Hoi An é possivelmente uma das cidades mais encantadoras do Vietname. Com pouco mais de 90 mil habitantes, este enclave costeiro do mar da China Meridional conserva o encanto cosmopolita daquele que foi o porto mais importante do Sul da Ásia. Desses tempos sobrevivem as luxuosas mansões dos mercadores japoneses, os elaborados templos chineses e os antigos armazéns de chá. Alguns destes edifícios são hoje restaurantes, lojas de souvenirs, alfaiatarias e pequenos hotéis, mas, apesar disso e dos milhares de turistas que aqui chegam, Hoi An preparou-se para não ser engolida pela maquinaria turística. Afortunadamente para Hoi An, dois dos seus atuais interesses turísticos, o fabrico de lanternas de papel e as alfaiatarias, são parte da sua herança ancestral. Hoje, as traseiras das casas são muitas vezes pequenas fábricas artesanais onde exércitos de mulheres trabalham contrarrelógio para cumprir as encomendas dos turistas sempre com pressa. Como não podia deixar de ser numa cidade de porto fluvial, o rio é a artéria mais importante. Nas suas margens surgem improvisados pontos de comida com pequenos churrascos onde se cozinham espetadas de frango temperado e lulas, panelas de barro fumegantes com sopa e grandes tigelas em que se cozem os ingredientes dos hot pots. Os pontos de comida estão muitas vezes decorados com um cordão de lanternas de cores laranja, azul e amarela. Bouquets de luz pendurados das árvores como se fossem frutas maduras, numa cidade onde nunca é de noite.

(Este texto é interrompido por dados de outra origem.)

PR #26, opened 2020-07-27
new user class

talgsternberg:
Do I need a UserController type of class too where I should define the non getter/setter methods?

### DIFF
--- a/src/main/java/com/rtb/projectmanagementtool/user/UserData.java
+++ b/src/main/java/com/rtb/projectmanagementtool/user/UserData.java
@@ -3,7 +3,7 @@ package com.rtb.projectmanagementtool.user;
 import java.util.HashSet;
 
 /** Enum containing skills for user. */
-public enum Skills {
+enum Skills {
   LEADERSHIP (false),
   ORGANIZATION (false),
   WRITING (false),
--- a/src/main/java/com/rtb/projectmanagementtool/user/UserData.java
+++ b/src/main/java/com/rtb/projectmanagementtool/user/UserData.java
@@ -4,12 +4,12 @@ import java.util.HashSet;
 
 /** Enum containing skills for user. */
 enum Skills {
-  LEADERSHIP (false);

Fábricas de lanternas de papel e alfaiatarias são os motores económicos de Hoi An. A parte velha da cidade foi distinguida como Património da Humanidade pela UNESCO.

Guia

Moeda: Dong (1€ = 24500 VND)
Fuso Horário: + 6 horas
Idioma: Vietnamita
Quando ir: de setembro a dezembro e de março a abril. De maio a setembro é o período das monções ao sul. De outubro a abril, no nordeste do país, as temperaturas são estáveis ao longo de todo o ano.